ClawsonNovember 05, 2013
Longtime Clawson City Councilman Tom Palmer dies
Palmer, 71, was running for re-election
By Robert Guttersohn
C & G Staff Writer
City Councilman Tom Palmer, who served four decades on council and was in the midst of running to be re-elected, died Nov. 3 at Beaumont Hospital in Royal Oak, his wife, Jean Palmer, confirmed with C & G Newspapers.
Tom Palmer had been a resident of Clawson for 47 years and served as a councilman since 1973.
He and Jean Palmer had been married for 48 years.
“We lost a good man,” said Howie Airriess, the council’s current mayor pro tem and a longtime friend of the Palmer family. “He was one hell of a councilman and a great person. I love him to death.”
With his passing, council candidates Jim Horton and Deborah Wooley essentially are running unopposed.
City Clerk Machele Kukuk said that according to state law, people cannot vote for a deceased candidate, but the votes Nov. 5 will be tallied normally until the Oakland County Board of Canvassers disqualifies all votes for Tom Palmer.
“It won’t be until the election is certified when they declare the winners,” Kukuk said.
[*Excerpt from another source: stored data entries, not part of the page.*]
PR #417, opened 2017-07-06
add version file

Mashimiao:
It will be more convenient to control version with version package.


liangchenye:
I think in the long term, we can just reuse the version in 'runtime-spec/specs-go'.

Mashimiao:
I don't think I can agree.  Though runtime-tools depends on runtime-spec, they are two separate projects.

version/version.go
```diff
@@ -0,0 +1,32 @@
...
+
+package version
+
+import "fmt"
+
+const (
+	// VersionMajor is for an API incompatible changes
+	VersionMajor = 0
+	// VersionMinor is for functionality in a backwards-compatible manner
+	VersionMinor = 5
```
wking: Why `0.5.0-dev`?  As far as I can tell, there are still no runtime-tools releases, and [SemVer suggests starting with 0.1.0][1].  If we want SemVer, we should also document which API we're using to measure compatibility.  Is it the command line API?  The Go package APIs?  Both?  Without docs about which API is being validated, I'd rather have this package just declare an opaque string to match the Git tag, possibly with a `-dev` suffix between tagged commits.  For example:

```go
var Version = "0.1.0"
```

for the commit tagged 0.1.0,

```go
var Version = "0.1.0-dev"
```

for the commit after the 0.1.0 tag, and something like

```go
var Version = "unreleased"
```

for the current master (since we have no tags or releases at the moment).

[1]: http://semver.org/spec/v2.0.0.html#how-should-i-deal-with-revisions-in-the-0yz-initial-development-phase

Mashimiao: The comment in version file seems not so good, try to use VERSION file

Makefile
```diff
@@ -4,11 +4,12 @@ BINDIR ?= $(DESTDIR)/usr/bin
 BUILDTAGS=
 RUNTIME ?= runc
 COMMIT=$(shell git rev-parse HEAD 2> /dev/null || true)
+VERSION := ${shell cat ./VERSION}
 
 all: tool runtimetest
 
 tool:
-	go build -tags "$(BUILDTAGS)" -ldflags "-X main.gitCommit=${COMMIT}" -o oci-runtime-tool ./cmd/oci-runtime-tool
+	go build -tags "$(BUILDTAGS)" -ldflags "-X main.gitCommit=${COMMIT} -X main.version=${VERSION}" -o oci-runtime-tool ./cmd/oci-runtime-tool
```
wking: With this approach there is no way for a Go consumer to figure out which version of the runtime-tools libraries they were built with.  But maybe all serious Go consumers will vendor runtime-tools, so they'll have access to that version via their vendor-pinning file?

q384566678:
LGTM
Convenient version update.

liangchenye:
LGTM

PR #420, opened 2017-07-06
Add go version requirement

hqhq:
According to our .travis.yml, we only support go 1.7 and
above, I think we should explicitly claim that.

As go don't use GO15VENDOREXPERIMENT since 1.7, we can
remove that from Makefile as well.

Signed-off-by: Qiang Huang <h.huangqiang@huawei.com>


liangchenye:
LGTM

Mashimiao:
LGTM

PR #422, opened 2017-07-10
cmd/oci-runtime-tool/main.go: DRYer app.Version

wking:
Instead of hard-coding the current version in two locations, set it once and append the commit information if we have it.  After this change:

    $ git grep 0.0.1 | grep -v 'vendor\|Godeps'
    cmd/oci-runtime-tool/main.go:   app.Version = "0.0.1"
    cmd/runtimetest/main.go:        app.Version = "0.0.1"
    validate/validate_test.go:              {"0.0.1", false},

which is the best we can get without setting a `gitTag` `ldflag` or some such.

### DIFF
--- a/cmd/oci-runtime-tool/main.go
+++ b/cmd/oci-runtime-tool/main.go
@@ -15,10 +15,9 @@ var gitCommit = ""
 func main() {
 	app := cli.NewApp()
 	app.Name = "oci-runtime-tool"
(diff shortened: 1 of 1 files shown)


wking:
Closing in favor of #417.  I'll re-open if #417 is rejected or ends up in some other crazy state ;).

PR #418, opened 2017-07-06
fix bug caused by PR #371

Mashimiao:
fix problem caused by merged #371 

Signed-off-by: Ma Shimiao <mashimiao.fnst@cn.fujitsu.com>

PR #371, opened 2017-04-24
generate: rectify the arguments

q384566678:
Since in https://github.com/opencontainers/runtime-tools/issues/343#issuecomment-286005046 @Kxuan  put forward the idea, I submitted this PR.

Signed-off-by: zhouhao <zhouhao@cn.fujitsu.com>

PR #423, opened 2017-07-10
man/oci-runtime-tool-generate.1: Fix --mount-label and --process-selinux-label

wking:
In #371, the old `--mount-label` and `--selinux-label` became `--linux-mount-label` and `--linux-selinux-label`.  However, the `--mount-label` use in this example wasn't updated and the `--selinux-label` use was incorrectly updated to `--process-selinux-label`.  This commit brings the example back in line with the program source.

I've also added backticks around `--linux-selinux-label` to get better formatting for the [inline code][1].

There are also #371 fixups in flight with #418, but this PR is touching a different file.

[1]: https://daringfireball.net/projects/markdown/syntax#code

### DIFF
--- a/man/oci-runtime-tool-generate.1.md
+++ b/man/oci-runtime-tool-generate.1.md
@@ -374,9 +374,9 @@ colon:
 
 ## Using SELinux
 
-You can use SELinux to add security to the container.  You must specify the process label to run the init process inside of the container using the --process-selinux-label.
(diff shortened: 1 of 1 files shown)


Mashimiao:
LGTM    @liangchenye  @mrunalp  @hqhq

liangchenye:
LGTM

In addition to his wife, Tom Palmer is survived by two sons, John, 53, and Brian, 47, and three grandchildren.
Tom Palmer, his wife said, had been diagnosed with pancreatic cancer last year, though it is not certain if that was the cause of his death.
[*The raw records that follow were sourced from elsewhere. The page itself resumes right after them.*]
PR #425, opened 2017-07-11
Update rc6

Mashimiao:
updated to spec v1.0.0-rc6 and fix changes based on it.

### DIFF
--- a/vendor/github.com/opencontainers/runtime-spec/specs-go/config.go
+++ b/vendor/github.com/opencontainers/runtime-spec/specs-go/config.go
@@ -6,26 +6,24 @@ import "os"
 type Spec struct {
 	// Version of the Open Container Runtime Specification with which the bundle complies.
 	Version string `json:"ociVersion"`
-	// Platform specifies the configuration's target platform.
-	Platform Platform `json:"platform"`
 	// Process configures the container process.
-	Process Process `json:"process"`
+	Process *Process `json:"process,omitempty"`
 	// Root configures the container's root filesystem.
-	Root Root `json:"root"`
+	Root *Root `json:"root,omitempty"`
 	// Hostname configures the container's hostname.
 	Hostname string `json:"hostname,omitempty"`
 	// Mounts configures additional mounts (on top of Root).
 	Mounts []Mount `json:"mounts,omitempty"`
 	// Hooks configures callbacks for container lifecycle events.
-	Hooks *Hooks `json:"hooks,omitempty"`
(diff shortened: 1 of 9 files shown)


vendor/github.com/opencontainers/runtime-spec/specs-go/config.go
```diff
@@ -6,26 +6,24 @@ import "os"
 type Spec struct {
 	// Version of the Open Container Runtime Specification with which the bundle complies.
 	Version string `json:"ociVersion"`
-	// Platform specifies the configuration's target platform.
-	Platform Platform `json:"platform"`
 	// Process configures the container process.
-	Process Process `json:"process"`
+	Process *Process `json:"process,omitempty"`
```
wking: I think this change will mean you'll need an `initProcess` function and some `nil` checks (e.g. [here][1]).  You'll also need similar changes for `Root` → `*Root`.

[1]: https://github.com/opencontainers/runtime-tools/blob/0d35fc8437ec8292cd7065e332000c584f7024c5/validate/validate.go#L214-L215

vendor/github.com/opencontainers/runtime-spec/specs-go/config.go
```diff
@@ -540,14 +550,21 @@ const (
 type LinuxSeccompArg struct {
 	Index    uint                 `json:"index"`
 	Value    uint64               `json:"value"`
-	ValueTwo uint64               `json:"valueTwo"`
+	ValueTwo uint64               `json:"valueTwo,omiempty"`
```
wking: You'll probably want to use a runtime-spec commit that includes opencontainers/runtime-spec#884 (which didn't make it into rc6).  We'll have to replace [the version comparison][1] and [generation default][2] with a hard-coded version, probably by defining our own target-spec-version variable in a local version package.  But because runtime-spec versions do not cover their Go library, I think we'd have to do that regardless.

[1]: https://github.com/opencontainers/runtime-tools/blob/0d35fc8437ec8292cd7065e332000c584f7024c5/validate/validate.go#L164-L165
[2]: https://github.com/opencontainers/runtime-tools/blob/0d35fc8437ec8292cd7065e332000c584f7024c5/generate/generate.go#L36

cyphar:
/ping @opencontainers/runtime-tools-maintainers? This is quite important for tools like `umoci` that require the generate library and want to match the OCI 1.0 release (which is next week).

vbatts:
LGTM

mrunalp:
LGTM

cyphar:
❤️  Thanks for the fast reponse. 😸

PR #254, opened 2016-10-21
generate: update rootfs releated options

Mashimiao:
Signed-off-by: Ma Shimiao mashimiao.fnst@cn.fujitsu.com

After updated, options of rootfs will be more human-readable and easy to understand

PR #426, opened 2017-07-11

“He’s had one hell of a fight,” Airriess said. “Almost a year he was a fighting, and he did a fine job during it.”
Jean Palmer said he had been taken to the hospital two weeks ago after suffering severe chest pains. A CT scan revealed blood clots in one of his lungs.
She said his health degraded over the next two weeks.
The day prior to his death, he was transferred to Beaumont hospice, where he died, Jean Palmer said.
She said she was very proud of her husband and the work he did for the city.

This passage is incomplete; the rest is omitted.